» Exercise directions
Among the lines below, take the one holding "PR #16342, opened 2023-06-18", the one holding "Thank you for", and all lines between them. Set them down exactly.

» Data to process
──────────────────────────────

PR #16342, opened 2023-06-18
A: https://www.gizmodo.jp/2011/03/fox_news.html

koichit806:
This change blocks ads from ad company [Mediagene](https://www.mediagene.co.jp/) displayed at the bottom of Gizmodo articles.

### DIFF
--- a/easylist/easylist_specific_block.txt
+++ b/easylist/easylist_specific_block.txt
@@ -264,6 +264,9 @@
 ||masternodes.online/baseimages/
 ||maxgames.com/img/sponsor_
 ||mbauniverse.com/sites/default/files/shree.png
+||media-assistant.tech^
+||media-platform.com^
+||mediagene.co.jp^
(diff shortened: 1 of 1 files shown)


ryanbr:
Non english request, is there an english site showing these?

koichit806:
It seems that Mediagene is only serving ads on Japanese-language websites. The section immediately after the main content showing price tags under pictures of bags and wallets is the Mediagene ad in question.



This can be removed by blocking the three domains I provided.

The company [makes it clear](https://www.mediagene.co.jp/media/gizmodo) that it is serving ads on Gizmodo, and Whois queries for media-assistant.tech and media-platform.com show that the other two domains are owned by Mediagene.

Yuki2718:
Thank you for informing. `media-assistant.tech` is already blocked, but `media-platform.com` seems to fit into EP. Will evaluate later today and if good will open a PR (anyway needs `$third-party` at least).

──────────────────────────────

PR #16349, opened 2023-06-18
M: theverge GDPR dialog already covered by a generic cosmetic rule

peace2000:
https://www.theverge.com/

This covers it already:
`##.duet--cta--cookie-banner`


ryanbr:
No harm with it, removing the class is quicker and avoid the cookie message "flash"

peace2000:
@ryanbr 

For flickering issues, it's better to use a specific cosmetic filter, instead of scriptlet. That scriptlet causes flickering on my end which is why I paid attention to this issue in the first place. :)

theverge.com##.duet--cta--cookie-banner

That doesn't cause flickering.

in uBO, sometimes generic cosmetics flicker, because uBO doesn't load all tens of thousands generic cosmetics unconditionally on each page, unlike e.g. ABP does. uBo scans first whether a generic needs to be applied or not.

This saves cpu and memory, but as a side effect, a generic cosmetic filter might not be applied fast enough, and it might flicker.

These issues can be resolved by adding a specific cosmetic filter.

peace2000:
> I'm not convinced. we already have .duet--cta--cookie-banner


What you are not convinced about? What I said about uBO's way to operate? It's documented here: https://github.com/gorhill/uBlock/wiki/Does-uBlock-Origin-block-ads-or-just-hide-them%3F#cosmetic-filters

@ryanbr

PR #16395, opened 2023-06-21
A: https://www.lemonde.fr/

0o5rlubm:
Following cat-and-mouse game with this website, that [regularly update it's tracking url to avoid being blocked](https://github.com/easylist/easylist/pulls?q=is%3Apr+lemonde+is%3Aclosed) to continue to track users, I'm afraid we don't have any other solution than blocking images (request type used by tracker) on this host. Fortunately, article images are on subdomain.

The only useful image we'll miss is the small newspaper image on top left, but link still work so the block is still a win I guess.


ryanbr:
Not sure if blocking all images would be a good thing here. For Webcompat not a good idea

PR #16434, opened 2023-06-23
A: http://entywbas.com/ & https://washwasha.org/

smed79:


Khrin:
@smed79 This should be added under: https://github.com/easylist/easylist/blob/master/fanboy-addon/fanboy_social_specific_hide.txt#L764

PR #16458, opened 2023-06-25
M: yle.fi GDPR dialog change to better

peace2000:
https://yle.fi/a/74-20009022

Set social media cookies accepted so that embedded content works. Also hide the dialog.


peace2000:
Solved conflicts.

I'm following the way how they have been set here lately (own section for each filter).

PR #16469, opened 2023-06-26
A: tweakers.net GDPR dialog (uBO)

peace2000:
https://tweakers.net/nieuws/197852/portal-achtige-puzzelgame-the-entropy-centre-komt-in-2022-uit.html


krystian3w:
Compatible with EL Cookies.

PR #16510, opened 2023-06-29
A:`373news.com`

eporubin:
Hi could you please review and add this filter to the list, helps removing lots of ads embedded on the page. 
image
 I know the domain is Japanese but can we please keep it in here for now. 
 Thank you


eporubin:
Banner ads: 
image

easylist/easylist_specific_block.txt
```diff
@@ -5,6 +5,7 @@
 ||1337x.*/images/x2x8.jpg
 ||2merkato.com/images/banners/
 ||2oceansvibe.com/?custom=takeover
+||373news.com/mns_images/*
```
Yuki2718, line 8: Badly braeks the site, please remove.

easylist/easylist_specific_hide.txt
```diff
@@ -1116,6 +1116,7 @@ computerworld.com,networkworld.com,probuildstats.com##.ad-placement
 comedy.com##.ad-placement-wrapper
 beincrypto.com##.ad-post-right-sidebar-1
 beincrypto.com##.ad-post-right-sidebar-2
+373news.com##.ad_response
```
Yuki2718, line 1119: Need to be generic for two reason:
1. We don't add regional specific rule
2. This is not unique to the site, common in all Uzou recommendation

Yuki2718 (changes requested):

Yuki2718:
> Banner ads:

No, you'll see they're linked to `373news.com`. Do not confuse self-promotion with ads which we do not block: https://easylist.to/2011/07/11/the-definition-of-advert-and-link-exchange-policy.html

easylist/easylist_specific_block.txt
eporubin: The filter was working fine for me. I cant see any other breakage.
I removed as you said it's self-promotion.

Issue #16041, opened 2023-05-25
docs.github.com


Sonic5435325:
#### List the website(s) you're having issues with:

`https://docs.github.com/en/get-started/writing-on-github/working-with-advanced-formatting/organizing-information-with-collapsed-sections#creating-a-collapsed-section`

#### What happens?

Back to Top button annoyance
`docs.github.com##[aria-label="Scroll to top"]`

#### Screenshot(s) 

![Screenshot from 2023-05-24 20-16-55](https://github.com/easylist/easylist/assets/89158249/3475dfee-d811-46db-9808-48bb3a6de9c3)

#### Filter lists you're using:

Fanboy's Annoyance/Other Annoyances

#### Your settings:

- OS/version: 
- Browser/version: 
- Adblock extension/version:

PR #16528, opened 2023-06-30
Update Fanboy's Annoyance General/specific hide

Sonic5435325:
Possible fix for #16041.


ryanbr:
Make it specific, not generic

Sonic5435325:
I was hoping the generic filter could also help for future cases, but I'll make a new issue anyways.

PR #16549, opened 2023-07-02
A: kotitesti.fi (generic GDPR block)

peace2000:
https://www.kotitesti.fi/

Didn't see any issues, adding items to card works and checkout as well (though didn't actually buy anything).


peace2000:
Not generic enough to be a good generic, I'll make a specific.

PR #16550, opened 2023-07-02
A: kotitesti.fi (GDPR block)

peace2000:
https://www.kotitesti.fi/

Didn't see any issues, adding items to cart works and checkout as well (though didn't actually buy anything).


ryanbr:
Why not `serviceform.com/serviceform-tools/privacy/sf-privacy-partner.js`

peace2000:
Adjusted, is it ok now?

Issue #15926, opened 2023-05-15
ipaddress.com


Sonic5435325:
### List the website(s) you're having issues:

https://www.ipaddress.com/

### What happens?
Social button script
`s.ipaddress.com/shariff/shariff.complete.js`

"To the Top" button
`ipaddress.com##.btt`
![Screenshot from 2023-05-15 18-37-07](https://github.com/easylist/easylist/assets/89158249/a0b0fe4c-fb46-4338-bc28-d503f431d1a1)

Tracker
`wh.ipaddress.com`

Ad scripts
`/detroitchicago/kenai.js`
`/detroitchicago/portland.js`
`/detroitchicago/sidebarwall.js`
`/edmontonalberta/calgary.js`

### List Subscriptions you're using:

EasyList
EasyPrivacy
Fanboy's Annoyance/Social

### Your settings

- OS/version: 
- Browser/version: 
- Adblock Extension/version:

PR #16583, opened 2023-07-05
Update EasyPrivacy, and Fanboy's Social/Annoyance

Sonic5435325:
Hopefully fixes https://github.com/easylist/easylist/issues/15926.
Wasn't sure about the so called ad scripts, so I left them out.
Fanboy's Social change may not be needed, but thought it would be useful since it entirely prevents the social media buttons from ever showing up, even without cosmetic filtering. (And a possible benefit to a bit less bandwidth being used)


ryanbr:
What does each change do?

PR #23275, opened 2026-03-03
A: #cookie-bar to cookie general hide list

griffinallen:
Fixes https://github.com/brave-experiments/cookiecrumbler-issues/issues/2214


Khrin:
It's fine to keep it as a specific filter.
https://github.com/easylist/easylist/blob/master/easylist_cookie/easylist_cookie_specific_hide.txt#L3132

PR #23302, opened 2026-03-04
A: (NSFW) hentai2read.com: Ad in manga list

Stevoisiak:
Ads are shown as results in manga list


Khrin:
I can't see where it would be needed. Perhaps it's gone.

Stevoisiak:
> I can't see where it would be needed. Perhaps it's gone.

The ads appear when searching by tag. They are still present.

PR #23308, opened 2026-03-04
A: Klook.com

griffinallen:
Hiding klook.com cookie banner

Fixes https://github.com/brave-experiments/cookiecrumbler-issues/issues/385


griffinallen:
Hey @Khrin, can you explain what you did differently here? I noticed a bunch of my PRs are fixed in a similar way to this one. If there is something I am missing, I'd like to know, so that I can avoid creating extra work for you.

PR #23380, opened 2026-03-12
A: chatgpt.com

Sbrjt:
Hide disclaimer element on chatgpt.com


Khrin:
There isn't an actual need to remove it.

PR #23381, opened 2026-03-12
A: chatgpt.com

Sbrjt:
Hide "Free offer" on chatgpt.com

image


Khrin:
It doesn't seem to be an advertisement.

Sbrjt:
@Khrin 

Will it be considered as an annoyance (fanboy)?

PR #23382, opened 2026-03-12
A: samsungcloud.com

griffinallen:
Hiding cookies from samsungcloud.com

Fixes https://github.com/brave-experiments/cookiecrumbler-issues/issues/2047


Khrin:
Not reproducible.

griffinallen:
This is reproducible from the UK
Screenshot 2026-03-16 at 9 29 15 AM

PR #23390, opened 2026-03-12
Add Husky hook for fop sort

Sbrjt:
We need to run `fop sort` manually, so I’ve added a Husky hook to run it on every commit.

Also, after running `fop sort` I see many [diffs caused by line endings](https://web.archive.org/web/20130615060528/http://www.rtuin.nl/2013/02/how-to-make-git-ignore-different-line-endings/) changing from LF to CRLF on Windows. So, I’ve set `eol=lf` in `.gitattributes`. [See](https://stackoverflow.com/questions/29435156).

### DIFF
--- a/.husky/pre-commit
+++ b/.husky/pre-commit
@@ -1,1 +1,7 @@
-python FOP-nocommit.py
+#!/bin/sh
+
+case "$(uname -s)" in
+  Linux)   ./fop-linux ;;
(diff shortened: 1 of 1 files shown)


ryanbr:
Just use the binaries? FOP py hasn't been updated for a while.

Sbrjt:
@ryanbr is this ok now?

──────────────────────────────

» Finished exercise
PR #16342, opened 2023-06-18
A: https://www.gizmodo.jp/2011/03/fox_news.html

koichit806:
This change blocks ads from ad company [Mediagene](https://www.mediagene.co.jp/) displayed at the bottom of Gizmodo articles.

### DIFF
--- a/easylist/easylist_specific_block.txt
+++ b/easylist/easylist_specific_block.txt
@@ -264,6 +264,9 @@
 ||masternodes.online/baseimages/
 ||maxgames.com/img/sponsor_
 ||mbauniverse.com/sites/default/files/shree.png
+||media-assistant.tech^
+||media-platform.com^
+||mediagene.co.jp^
(diff shortened: 1 of 1 files shown)


ryanbr:
Non english request, is there an english site showing these?

koichit806:
It seems that Mediagene is only serving ads on Japanese-language websites. The section immediately after the main content showing price tags under pictures of bags and wallets is the Mediagene ad in question.



This can be removed by blocking the three domains I provided.

The company [makes it clear](https://www.mediagene.co.jp/media/gizmodo) that it is serving ads on Gizmodo, and Whois queries for media-assistant.tech and media-platform.com show that the other two domains are owned by Mediagene.

Yuki2718:
Thank you for informing. `media-assistant.tech` is already blocked, but `media-platform.com` seems to fit into EP. Will evaluate later today and if good will open a PR (anyway needs `$third-party` at least).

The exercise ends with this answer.